最後に、真木氏は「コンテンツの楽しみ方をどうマネタイズするか、それはプロデューサーに求められるもの。完成保証は難しいが、プロデューサー、クリエイターも自分の扱っている作品が金融商品と自覚することから始めなければならない」と締めくくった。
次回のイベントは7月3日(水)、「Animation and Law!! Vol.3-アニメスタジオ新時代」と題して、アニメスタジオの収益性を議論の中心に開催される。
アニメの未来を語り合う現場に興味を持った方は、ライブ感のある会場の熱気を感じてみてほしい。

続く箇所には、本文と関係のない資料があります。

Issue #318, opened 2016-08-05
Long node labels mess up self-regulatory arrows


kdahlquist:
Long node labels mess up self-regulatory arrows in terms of their placement and the arrowhead alignment on the edge.
![long-node-label-autoregulatory-arrow](https://cloud.githubusercontent.com/assets/6463867/17447143/b4539d70-5b01-11e6-99bd-5ffe43f7ef70.png)

Probably need to also reduce whitespace on edges of label.

Low priority.

kdahlquist:
Assigning this one to @yshin4 to work on after she finishes with #333.

yshin4:
Noticed even shorter gene name nodes (length 4) has an arrow that is off as well when it is bold, will look more into it once the #333 is finished.

yshin4:
@kdahlquist 

Does this mean you would like the fixed graph to look like the top node, bottom node, or in some other form?

![image](https://cloud.githubusercontent.com/assets/16246811/24938489/59c53652-1eec-11e7-8069-94cb1dc02c0a.png)

kdahlquist:
@yshin4, not really either of those drawings.  The self-regulatory arrows should look like they do now for smaller nodes, like this:
![self-regulatory-edge-long](https://cloud.githubusercontent.com/assets/6463867/24978434/89a13ff8-1f85-11e7-8e9b-0a7db0410532.jpg)

kdahlquist:
@yshin4, this is a higher priority than either #392 or #188.  Both of those are in a better state than this one.  See if you can make some headway on this one for the release and we can come back to the other ones later, if need be.

yshin4:
Got an error and can't upload any files to the website on my fork server. #455

kdahlquist:
I'm de-labeling this "for next release" because, presumably, @yshin4 won't be able to do any further work on this for the semester.

yshin4:
Yes, sorry! I got hit by five final exams and one project. My apologies for not being able to make any progress.

yshin4:
Taking a look at graph.js where getSelfReferringEdge is being set. My original plan was to change the x value of the self referring edge when the node is long (larger than 150px box/text width) but can't find a way to move the x position. Currently investigating why SELF_REFERRING_Y_OFFSET works but changing values for selfReferringEdgeWidth doesn't work.

yshin4:
[...]

PR #529, opened 2017-09-13
Arrowheads Issues

yshin4:
Changed values and made changes to fix the issues: #392  #318.

 On chrome it looks like: 
grnsightchrome

and on Firefox it looks like:
grnsightff

it looks fine on edge as well.


eileenchoe:
@yshin4 please change the base branch to `beta`

yshin4:
Sorry, i changed it. Thank you for telling me.

web-client/public/js/graph.js
```diff
@@ -1049,11 +1049,12 @@ var drawGraph = function (nodes, links, positiveWeights, negativeWeights, sheetT
                     var largeArc = 0;  // 1 or 0
                     var sweep = 1;     // 1 or 0
                     var offset = parseFloat(d.strokeWidth);
+                    var nodeShift = 1.033;
```
dondi: Can the initial value of `nodeShift`, `1.033`, be given a name? Even something like `INITIAL_NODE_SHIFT` or `DEFAULT_NODE_SHIFT` sounds appropriate. We can change to using `const` when/if we move to ES6.

web-client/public/js/graph.js
```diff
@@ -1070,7 +1071,10 @@ var drawGraph = function (nodes, links, positiveWeights, negativeWeights, sheetT
 
             // For whatever reason the arc collapses to a point if the beginning
             // and ending points of the arc are the same, so kludge it.
-                        x2 = d.source.x + d.source.textWidth / 1.2;
+                        if(d.source.textWidth > 135){
```
dondi: Are you running the linter? (`npm run lint`) This line should be flagged by it. If it isn't, then we should look into whatever setting in the linter will ensure that this is properly spaced. i.e.,
```javascript
if (d.source.textWidth > 135) {
```

web-client/public/js/graph.js
```diff
@@ -1070,7 +1071,10 @@ var drawGraph = function (nodes, links, positiveWeights, negativeWeights, sheetT
...
+                            nodeShift += 0.07;
+                        }
+                        x2 = d.source.x + d.source.textWidth / 1.2 * nodeShift;
```
dondi: Can the values `135`, `.0.07`, and `1.2` be given names? We’re in tech debt with regard to magic numbers so it would be nice if we can avoid adding more…

web-client/public/js/graph.js
yshin4: No problem, I changed it. I tried to match the other variables under the comment // Defaults for normal edge. when I first named it.

web-client/public/js/graph.js
yshin4: That was my bad! Changed it.

web-client/public/js/graph.js
yshin4: You are right. I assigned names for each values and changed the code accordingly. I will look out for magic numbers in the future!

web-client/public/js/graph.js
yshin4: On the side note, there are 325 errors when I run lint.

eileenchoe:
Pull Request Checklist

eileenchoe:
@yshin4 The demo files aren't loading right when I ran your code locally. Will have to investigate during our meeting tonight.

yshin4:
Fixed it :)

eileenchoe:
@yshin4 cool, everything looks good. Merging PR now.

eileenchoe:
Live on beta v 2.2.2

PR #530, opened 2017-09-13
client side testing script generator

eileenchoe:
#326 
- Completed client side testing script generator
- Removed unused files
- Added pdf export capability with `markdown-pdf`
- Updated `data.json` with normalization & grey slider UI additions


dondi:
Looks good to me from the code standpoint.

eileenchoe:
None of the changes affect web-client or server, but you'll have to npm install again to get the markdown-pdf dependency to test this @yshin4 or @ebachoura

eileenchoe:
@dondi how do we deal with merge conflicts with the package-lock.json file?

dondi:
@eileenchoe Yes, I noticed that…they mean well (https://docs.npmjs.com/files/package-lock.json) but might not be accommodating for differences in package installations that are due to running on different platforms.

Let’s play ball with their directive for now. This branch will have to be merged using the command line instructions that they mention above. Maybe, after sufficient runs, we will all converge on the same package-lock? Based on the link above, it sounds like this is supposed to eventually happen.

PR #542, opened 2017-10-17
Formula applied for the distance issue for the blunt markers

### LINKED ISSUE #318: Long node labels mess up self-regulatory arrows

yshin4:
I fixed #318 with a better solution, instead of using a condition dondi and I discussed a math formula to figure out which direction the target node and the source node is connected. Unlike the condition I used, which made the vertical spacing too wide sometimes, this formula allows me to add additional distance only when the source is to the right of the target node.


web-client/public/js/graph.js
```diff
@@ -726,12 +726,19 @@ var drawGraph = function (nodes, links, positiveWeights, negativeWeights, sheetT
...
-        var MINIMUM_DISTANCE_LEFT = d.strokeWidth > 10 ? 18 : 14;
-        var MINIMUM_DISTANCE = d.target.centerX < d.source.newX ? MINIMUM_DISTANCE_LEFT : 8;
     // For arrowheads when target node is to the left of source node
         var LEFT_ADJUSTMENT = 7;
+        var MINIMUM_DISTANCE = 8;
+
+        var targetStartX = d.target.centerX + d.target.textWidth / 2;
+        var currentPointX = (targetStartX - d.target.centerX) / (d.source.newX - d.target.centerX);
+        var currentPointY = (1 - currentPointX) * d.target.centerY + currentPointX * d.source.newY;
+        var nodeHeight = 30;
```
dondi: Looks like `nodeHeight` is functionally a constant, so can be moved up. The full `nodeHeight` is also not actually used, but is divided by two, so perhaps the constant itself can simply be:
```javascript
    var NODE_HALF_HEIGHT = 30 / 2;
```
(we keep the division here to emphasize that the actual height is 30 and we are dividing by 2)

web-client/public/js/graph.js
```diff
@@ -517,12 +517,12 @@ var drawGraph = function (nodes, links, positiveWeights, negativeWeights, sheetT
...
                      xOffsets = {
                          2 : 14, 3 : 15, 4 : 15, 5 : 15, 6 : 16, 7 : 16.5, 8 : 16.5,
-                         9 : 17, 10 : 17.5, 11 : 18, 12 : 19, 13 : 19.5, 14 : 16
+                         9 : 17, 10 : 17.5, 11 : 18, 12 : 19, 13 : 19.5, 14 : 20.5
                      };
                  } else {
                      xOffsets = {
                          2 : 13, 3 : 13, 4 : 13.5, 5 : 14, 6 : 15.5, 7 : 16.5, 8 : 17,
-                         9 : 16, 10 : 17, 11 : 17, 12 : 16, 13 : 18, 14 : 18
+                         9 : 16, 10 : 17, 11 : 17, 12 : 18, 13 : 18, 14 : 19
```
dondi: Could this be the answer to addressing my question in https://github.com/dondi/GRNsight/issues/318#issuecomment-337346596? The numbers don’t seem to bear out though because it looks like there is only a 1-pixel difference between going from 8 to 9 vs. 9 to 10. Still, I noticed this change so it got me wondering.

yshin4: This was to center the edges.

web-client/public/js/graph.js
yshin4: Fixed, thank you.

Issue #241, opened 2015-10-09
Data structure design for reading expression data from GRNmap input/output sheet


kdahlquist:
Our first task for being able to color nodes with expression data is to read the data from the GRNmap input/output workbook.

We need to design the data structure.  We will make a small test workbook with just 3-4 genes with dummy data to use in test-driven design.

kdahlquist:
Reassigned this to @NAnguiano because she is doing this for her 402 project.  Look at the GRNmap project for small test files that can be used for this.  @kdahlquist will confirm the documentation of the new format that GRNmap is using so that there won't be further changes we have to deal with.

NAnguiano:
@kdahlquist : Has the documentation of the new format been confirmed?

kdahlquist:
I haven't had a chance to look at it yet, but I think it is "close enough" for you to start your work.  The relevant wiki pages are:

https://github.com/kdahlquist/GRNmap/wiki/How-to-format-the-input-file-for-GRNmap

https://github.com/kdahlquist/GRNmap/wiki/How-to-interpret-the-output-file-for-GRNmap

https://github.com/kdahlquist/GRNmap/wiki/New-Naming-Convention

NAnguiano:
Alright, I'll start working adding this into the spreadsheet controller then

anuvarsh:
In anticipation of the discussion we were planning to have at our next meeting regarding the data structure design, I have reviewed the previously mentioned wiki pages about GRNmap's input and output sheets.

kdahlquist:
@eileenchoe and I met this morning to discuss this.  One conclusion we drew was that it might be best to design a data structure to read and store the entire output workbook from GRNmap, even if we are not going to use all the data right away.

kdahlquist:
This will be the next priority for @eileenchoe after the release (#557).  @eileenchoe and @kdahlquist will probably need to meet again to document the requirements.

dondi:
@eileenchoe and @kdahlquist will meet on Friday 1/26 to discuss the data structure, which will be a JSON extraction of a GRNmap workbook.

kdahlquist:
Here is an example of a GRNmap output workbook: 

https://github.com/kdahlquist/DahlquistLab/blob/master/data/Spring2018/MO.LK%20Edge%20Deletion%20Data/Control%20Experiments/Missing%20Data%20beta/15-genes_28-edges_db5-MO-LK_Sigmoid_estimation_missing-values_output.xlsx

[...]

Issue #566, opened 2018-02-04
Node Coloring


eileenchoe:
Nodes should be colored to visualize the gene expression data extracted from the GRNmap input or output workbook with #241.

Some initial design considerations:
- Color scheme should not conflict with the cyan / magenta edges for weighted networks
- Coloring should not obscure the gene name inside the node
- Corresponding UI menu should be added to toggle/adjust node coloring options
  - User should be able to chose which strain (e.g. wt, dgln3, etc.) to use for expression viz
- If experimental AND simulated expression data are present in the output worksheet, visualization should facilitate visual comparison. Experimental data are in `*_expression` sheets, while simulated expression data is stored in `*_optimized_expression` sheets.

eileenchoe:
<img src="https://user-images.githubusercontent.com/16827883/35782997-96b7e014-09b5-11e8-8398-1bcb6991a0b2.JPG" width="200">
Here's a sketch of ideas for node coloring methods before I start prototyping with d3.

(1) and (4) are options for visualizing experimental data only
(2) (3) and (5) are options for visualizing both experimental and simulated data.

I'm leaning toward (4) and (5) as they offer good readability of the gene name.

eileenchoe:
Bookmarking this link for [handy built in methods for data structures in D3-collections](https://github.com/d3/d3-collection).

eileenchoe:
Looked into the [d3-chromatic library](https://github.com/d3/d3-scale-chromatic#diverging) which offers diverging color schemes (like red -> blue with range [0,1]) which can be continuously interpolated or discretized between 3-11 color "bins." 

Normalization:
- Expression values will have to be normalized such that 0.5 on the color scale corresponds to 0 for expression value.
- The `[-/+]abs(max(expression_values))` should "map to" the 0 and 1 endpoints of the color scale.
- Thus, if expression values were between [-1.34, .45] it's corresponding color mapping should normalize and scale the "positive range" [0 - 1.34) => [0.5 - 1]

kdahlquist:
Need to run the colors by some color blind users.  @kdahlquist thinks that we will choose either pink/green, purple/teal, or red/blue.

Option numbers 1 and 3 for the node coloring are the ones we need.

In terms of normalization, the danger is that for graphs where all genes have low expression values, the user will see bright colors and assume that the genes are actually changing more than they are.  Some options for the user:
- normalize based on the absolute value of the largest magnitude fold change
- allow user to set normalization factor (like we do for edges)
[...]

PR #567, opened 2018-02-19
data structure redesign

eileenchoe:
#241:
- wrote a parser for expression, 2-column, and metadata sheets for a GRNmap input or output worksheet
- wrote corresponding unit tests
- integrated parser into `spreadsheet-controller.js`, simply appending the new data to the existing `network` object


eileenchoe:
Additionally, I refactored the `drawGraph()` function parameters to take the entire network data structure instead of passing in individual parts of the network object like `network.links` and `network.warnings` separately. This is in preparation for #566 where I'll need the additional data from the network object for node coloring.

yshin4:
Pull Request Checklist

yshin4:
PR Checklist complete, everything works as it should.

server/controllers/additional-sheet-parser.js
```diff
@@ -0,0 +1,89 @@
...
+var EXPRESSION_SHEET_SUFFIXES = ["_expression", "_optimized_expression", "_sigmas"];
+
+var isExpressionSheet = function (sheetName) {
+    for (var i = 0; i < EXPRESSION_SHEET_SUFFIXES.length; i++) {
+        var suffix = EXPRESSION_SHEET_SUFFIXES[i];
+        if (sheetName.includes(suffix)) {
+            return true;
+        }
+    }
+    return false;
```
dondi: How about
```javascript
    return ELEMENT_SHEET_SUFFIXES.some(function (suffix) {
        return sheetName.includes(suffix);
    });
```

server/controllers/additional-sheet-parser.js
```diff
@@ -0,0 +1,89 @@
...
+};
+
+// Helper function, to be replaced with the includes() method when GRNsight is ported to ES6
+var isInArray = function (value, array) {
+    return array.indexOf(value) > -1;
```
dondi: The `includes` function looks like it has wide enough support that we can just use it: https://developer.mozilla.org/en-US/docs/Web/JavaScript/Reference/Global_Objects/Array/includes

server/controllers/additional-sheet-parser.js
```diff
@@ -0,0 +1,89 @@
...
+    return array;
+};
+
+module.exports = function (workbook) {
+
+    var output = {};
+    output["expression"] = {}; // expression data
+    output["meta"] = {};
+    // TODO: Need better name to generalize 2-column data
+    output["test"] = {}; // 2-column data
```
dondi: Why isn't this just:
```javascript
var output = {
    expression: {},
    meta: {},
    test: {}
};
```
.....I think this conveys the structure a little better.

server/controllers/additional-sheet-parser.js
```diff
@@ -0,0 +1,89 @@
...
+                if (geneName) {
+                    var rowData = sheet.data[j].slice(1);
+                    // Sometimes, missing data is at the end of the row. In this case, pad the
+                    // array with nulls
+                    if (rowData.length < numberOfDataPoints) {
+                        fillArray(null, rowData, numberOfDataPoints);
+                    }
+                    geneData[geneName] = rowData;
+                }
+            }
```
dondi: It feels like each of these cases should be decomposed into separate functions. It will make this loop easier to read, essentially "for each sheet, do one of three things," and each "thing" is a separate function.

Decomposition will also make this portion easier to unit-test.

server/controllers/spreadsheet-controller.js
```diff
@@ -432,6 +433,12 @@ var processGRNmap = function (path, res, app) {
     helpers.attachFileHeaders(res, path);
     network = parseSheet(sheet);
 
+    // Parse expression and 2-column data, then add to network object
+    var additionalData = parseAdditionalSheets(sheet);
+    for (var key in additionalData) {
+        network[key] = additionalData[key];
+    }
```
dondi: jQuery has an `extend` helper function which can replace this block with a one-liner, I think. Look it up here: https://api.jquery.com/jquery.extend/

test/additional-sheet-parser-tests.js
```diff
@@ -0,0 +1,91 @@
...
+        var workbook = xlsx.parse(__dirname + "/../test-files/spreadsheet-controller-test-files/" +
+        "2_column_data_format_test.xlsx");
+        var data = parseAdditionalSheets(workbook);
+        assert(data["test"]["degradation_rates"], {
+            "ACE2": 0.1118,
+            "ASH1": 0.2166,
+            "CIN5": 0.1005,
+            "GCR2": 0.0963
+        });
+    });
```
dondi: Cool, these tests capture the full black-box functionality of the additional sheet parser. With function decomposition, you can potentially narrow the granularity to just specific cases. Those tests would be truly more like _unit_ tests than these. There's value in both kinds, I think.

web-client/public/js/graph.js
```diff
@@ -370,18 +370,18 @@ var drawGraph = function (nodes, links, positiveWeights, negativeWeights, sheetT
     var weight = boundingBoxContainer.selectAll(".weight");
 
     simulation
-        .nodes(nodes)
+        .nodes(network.genes)
```
dondi: Go over this naming with @kdahlquist —I think we intentionally chose the name “nodes” over “genes” initially because there’s nothing specific about our adjacency matrices that says that the row/column headers represent genes at all. To preserve that generality, it may be better to stick with `network.nodes`. But then, perhaps we are now moving into territory where the generalization is getting forced...?

Either way, this is worth a little discussion I think.

server/controllers/spreadsheet-controller.js
eileenchoe: I don't think we can use jQuery on the server side, but I found `Object.assign()` which does the same thing!

server/controllers/additional-sheet-parser.js
eileenchoe: Sounds good

web-client/public/js/graph.js
eileenchoe: The network object that the spreadsheet controller creates has always contained the property `genes`. We've just been "renaming" it to nodes in upload.js before passing it in to the `drawGraph` function. @kdahlquist @dondi should I refactor it to `nodes` in the network object itself?

dondi: Ah OK I get it. True that an incoming GRNmap workbook _is_ gene-specific, so that is understandable. It is _GRNsight_ that is a little more generalized, and that explains the GRNsight code’s use of `nodes` once the import is finished.

This works for me then.

server/controllers/additional-sheet-parser.js
```diff
@@ -0,0 +1,91 @@
...
+module.exports = function (workbook) {
+
+    var output = {
+        expression: {}, // expression data
+        meta: {},
+        test: {} // 2-column data
+    };
+
+    for (var i = 0; i < workbook.length; i++) {
+        var sheet = workbook[i];
```
dondi: This is a classic pattern that, in more modern languages, is done as an iterator function rather than a `for` loop: index variable (`i` here) is only used in the beginning, and the value it represents is assigned right away (`sheet`), with that variable being the only one used for the rest of the loop.

When you spot that, it’s more compact (and some might say direct) to write:
```javascript
workbook.forEach(function (sheet) {
    // .....etc.....
})
```

server/controllers/spreadsheet-controller.js
```diff
@@ -432,6 +433,10 @@ var processGRNmap = function (path, res, app) {
     helpers.attachFileHeaders(res, path);
     network = parseSheet(sheet);
 
+    // Parse expression and 2-column data, then add to network object
+    var additionalData = parseAdditionalSheets(sheet);
+    Object.assign(network, additionalData);
```
dondi: Nice find!

server/controllers/spreadsheet-controller.js
```diff
@@ -432,6 +433,10 @@ var processGRNmap = function (path, res, app) {
...
+
     return (network.errors.length === 0) ?
     // If all looks well, return the network with an all clear
```
dondi: Didn’t see this previously: note lines 441-444 are part of the conditional expression that starts in line 440, so should actually be indented.

eileenchoe:
Thanks for the feedback @dondi. Since I've incorporated the changes, and CI looks good I'm going to go ahead and merge this PR now!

(取材・構成・写真撮影:BUSINESS LAWYERS編集部)
真木 太郎(まき・たろう)
株式会社ジェンコ 代表取締役社長 『この世界の片隅に』プロデューサー。1989年TVアニメ『機動警察パトレイバー』シリーズのプロデュースを手がけ、1994年には実写映画『エンジェル・ダスト』(石井聰互監督)、『毎日が夏休み』(金子修介監督)のプロデューサーとしても活躍。1997年株式会社ジェンコを設立後、『千年女優』、『ソードアート・オンライン』シリーズ、『この世界の片隅に』などを世に送り出した。
林 信明(はやし・のぶあき)
株式会社ポリゴン・ピクチュアズ取締役。1997年に大学卒業後、銀行に入行。2000年に㈱GDH(現ゴンゾ)に入社し、資金調達、株式上場、M&A、ベンチャー投資及び国内外のグループ企業統制等に従事。その後、ゲーム会社2社の取締役CFO等を歴任し、2014年にベンチャー企業向け投資・育成等を手掛ける㈱エイ・トラスト・パートナーズの代表取締役に就任。2014年に㈱ポリゴン・ピクチュアズの経営陣買収(MBO)に参画し、2015年に同社取締役に就任、主に資金調達や資本・業務提携等によるコーポレート・ディベロップメントを推進。現在に至る。
石渡 広一郎(いしわた・ ひろいちろう)
弁理士、法政大学法学部法律学科卒。弁理士、株式会社ホットリンク、OneMile商標知的財産事務所所属。音楽CD流通会社、芸能事務所での勤務を経て弁理士へ。特許事務所に所属後、WATARI特許事務所を開設。いかにしてエンタメ産業の発展に貢献できるか日々模索している。
下平 将人(しもだいら・まさと)
ドリームインキュベータにてベンチャー投資・投資先の経営支援や社外取締役を担当。弁護士。法律事務所、LINE社内弁護士、新規事業開発を経てドリームインキュベータに参画。